The interpretation of $R^2$ as "proportion of dependent variable variance explained" depends critically on the residuals adding up to zero. In the context of linear regression (on whatever kind of data), and of Ordinary Least Squares estimation, this is guaranteed only if the specification includes a constant term in the regressor matrix (a "drift" in time-series terminology). In autoregressive time-series models, a drift is in many cases not included.

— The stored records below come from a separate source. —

PR #1702, opened 2023-08-25
Add LASTSAVE command

xq2010:
add redis LASTSAVE command, modify the return value of info.persistence.rdb_last_save_time to be consistent with Redis, return start_time_  when bgsave is not performed.

### DIFF
--- a/src/commands/cmd_server.cc
+++ b/src/commands/cmd_server.cc
@@ -985,7 +985,7 @@ class CommandLastSave : public Commander {
       return {Status::RedisExecErr, errAdminPermissionRequired};
     }
 
-    int unix_sec = svr->GetLastBgsaveTime();
+    std::int64_t unix_sec = svr->GetLastBgsaveTime();
     *output = redis::Integer(unix_sec);
     return Status::OK();
   }
--- a/src/commands/cmd_server.cc
+++ b/src/commands/cmd_server.cc
@@ -978,6 +978,19 @@ static uint64_t GenerateConfigFlag(const std::vector<std::string> &args) {
   return 0;
 }
 
+class CommandLastSave : public Commander {
+ public:
+  Status Execute(Server *svr, Connection *conn, std::string *output) override {
+    if (!conn->IsAdmin()) {
+      return {Status::RedisExecErr, errAdminPermissionRequired};
+    }
+
+    int unix_sec = svr->GetLastBgsaveTime();
+    *output = redis::Integer(unix_sec);
+    return Status::OK();
+  }
+};
+
 REDIS_REGISTER_COMMANDS(MakeCmdAttr<CommandAuth>("auth", 2, "read-only ok-loading", 0, 0, 0),
                         MakeCmdAttr<CommandPing>("ping", -1, "read-only", 0, 0, 0),
                         MakeCmdAttr<CommandSelect>("select", 2, "read-only", 0, 0, 0),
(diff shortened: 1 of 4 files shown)


git-hulk:
Hi @xq2010, thanks for your contribution. Could you please fix the issue in CI: https://github.com/apache/kvrocks/actions/runs/5974247406/job/16208064626#step:8:1361

src/server/server.h
```diff
@@ -211,6 +211,7 @@ class Server {
   void SetLastRandomKeyCursor(const std::string &cursor);
 
   static int GetCachedUnixTime();
+  int GetLastBgsaveTime();
```
```suggestion
  std::int64_t GetLastBgsaveTime();
```

Seems we can return int64 instead of int to avoid narrow conversion reported in CI.

PragmaTwice:
@xq2010 You need to modify the function signature not only in declaration but also in definition.

mapleFU:
The new implemention keeps consistent with Redis. But I think we need to fix the lint :-)

src/commands/cmd_server.cc
```diff
@@ -978,6 +978,19 @@ static uint64_t GenerateConfigFlag(const std::vector<std::string> &args) {
...
 }
 
+class CommandLastSave : public Commander {
+ public:
+  Status Execute(Server *svr, Connection *conn, std::string *output) override {
+    if (!conn->IsAdmin()) {
+      return {Status::RedisExecErr, errAdminPermissionRequired};
+    }
+
+    int unix_sec = svr->GetLastBgsaveTime();
```
enjoy-binbin:
```suggestion
    std::int64_t unix_sec = svr->GetLastBgsaveTime();
```

src/server/server.cc
```diff
@@ -990,6 +990,11 @@ int Server::GetCachedUnixTime() {
   return unix_time.load();
 }
 
+int Server::GetLastBgsaveTime() {
```
enjoy-binbin:
```suggestion
std::int64_t Server::GetLastBgsaveTime() {
```

xq2010: Thanks for the fix!

xq2010:
> 



> The new implemention keeps consistent with Redis. But I think we need to fix the lint :-)↳

Okay, I'll fix the lint and test error.

xq2010:
> @xq2010 You need to modify the function signature not only in declaration but also in definition.↳

thanks!

PragmaTwice:
@xq2010 The CI failed, and there are also conflicts against the unstable branch.

You need to solve the conflict and fix the code to make CI pass. Sorry but currently I have no time to help you check the root cause. You can check the CI log or just run go test in your local.

src/commands/cmd_server.cc
```diff
@@ -980,6 +980,18 @@ static uint64_t GenerateConfigFlag(const std::vector<std::string> &args) {
...
 }
 
+class CommandLastSave : public Commander {
+ public:
+  Status Execute(Server *svr, Connection *conn, std::string *output) override {
+    if (!conn->IsAdmin()) {
+      return {Status::RedisExecErr, errAdminPermissionRequired};
+    }
+
+    std::int64_t unix_sec = svr->GetLastBgsaveTime();
```
torwig: Could we remove the `std::` prefix here and in all the similar places across this PR?

xq2010: I will remove it later

torwig (approved):
LGTM

mapleFU (approved):

git-hulk (approved):

PR #1703, opened 2023-08-25
Fix wrong metadata parsing in CompactOnExpiredCollector

PragmaTwice:
The bug only affects users who enable the option ENABLE_NEW_ENCODING.

We fixed the metadata parsing (on expire time field) in CompactOnExpiredCollector.

Besides, we change the type of some timestamp from int to int64.

### DIFF
--- a/src/storage/table_properties_collector.cc
+++ b/src/storage/table_properties_collector.cc
@@ -53,7 +53,7 @@ rocksdb::Status CompactOnExpiredCollector::AddUserKey(const rocksdb::Slice &key,
   if (!s.ok()) return rocksdb::Status::OK();
 
   total_keys_ += metadata.size;
-  if (metadata.ExpireAt(Server::GetCachedUnixTime())) {
+  if (metadata.ExpireAt(Server::GetCachedUnixTime() * 1000)) {
     deleted_keys_ += metadata.size + 1;
   }
   return rocksdb::Status::OK();
--- a/src/storage/table_properties_collector.cc
+++ b/src/storage/table_properties_collector.cc
@@ -30,10 +30,6 @@
 rocksdb::Status CompactOnExpiredCollector::AddUserKey(const rocksdb::Slice &key, const rocksdb::Slice &value,
                                                       rocksdb::EntryType entry_type, rocksdb::SequenceNumber,
                                                       uint64_t) {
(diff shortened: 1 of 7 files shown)


src/storage/table_properties_collector.cc
```diff
@@ -47,23 +43,18 @@ rocksdb::Status CompactOnExpiredCollector::AddUserKey(const rocksdb::Slice &key,
...
-  total_keys_ += subkeys;
-  int now = Server::GetCachedUnixTime();
-  if ((expired > 0 && expired < static_cast<uint32_t>(now)) || (type != kRedisString && subkeys == 0)) {
-    deleted_keys_ += subkeys + 1;
+
+  Metadata metadata(RedisType::kRedisNone);
+  auto s = metadata.Decode(value);
+  if (!s.ok()) return rocksdb::Status::OK();
+
+  total_keys_ += metadata.size;
```
git-hulk, line 55: For string type, its size means the length of the string, so should only increase 1  for total and delete keys.

PragmaTwice: I think for string the metadata.size == 0, and you can check Metadata class code to confirm it.

git-hulk: My bad, you're right.

git-hulk (dismissed):

git-hulk (dismissed):

git-hulk (approved):

PragmaTwice:
Carry comment from @git-hulk in PragmaTwice/kvrocks#2 for better context:

> RocksDB compaction allows to use of trivial move mode(move file into the next level instead of using compaction filter to generate the output file) when the compaction is not triggered by the manual way.

> So after this fix, NeedCompact will return the correct result and then wait for the background compaction schedule(become no manual way so it allows the trivial move), so after we call the storage->Compact, it won't manually compact the moved file.

> I fixed this issue by using force bottom-level compaction when triggering the manual compaction, it's our expected behavior.

> See https://github.com/facebook/rocksdb/blob/ba597514309b686d8addb59616f067d5522186b7/db/db_impl/db_impl_compaction_flush.cc#L3358

torwig (approved):

PragmaTwice:
Thanks all!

More generally, when we are faced with time-series data, "automatically" we start thinking about how the time-series will evolve into the future. So we tend to evaluate a time-series model based more on how well it predicts future values, than how well it fits past values. But the $R^2$ mainly reflects the latter, not the former. The well-known fact that $R^2$ is non-decreasing in the number of regressors means that we can obtain a perfect fit by keeping adding regressors (any regressors, i.e. any series' of numbers, perhaps totally unrelated conceptually to the dependent variable). Experience shows that a perfect fit obtained thus, will also give abysmal predictions outside the sample.
Intuitively, this perhaps counter-intuitive trade-off happens because by capturing the whole variability of the dependent variable into an estimated equation, we turn unsystematic variability into systematic one, as regards prediction (here, "unsystematic" should be understood relative to our knowledge -from a purely deterministic philosophical point of view, there is no such thing as "unsystematic variability". But to the degree that our limited knowledge forces us to treat some variability as "unsystematic", then the attempt to nevertheless turn it into a systematic component, brings prediction disaster).
In fact this is perhaps the most convincing way to show somebody why $R^2$ should not be the main diagnostic/evaluation tool when dealing with time series: increase the number of regressors up to a point where $R^2\approx 1$. Then take the estimated equation and try to predict the future values of the dependent variable.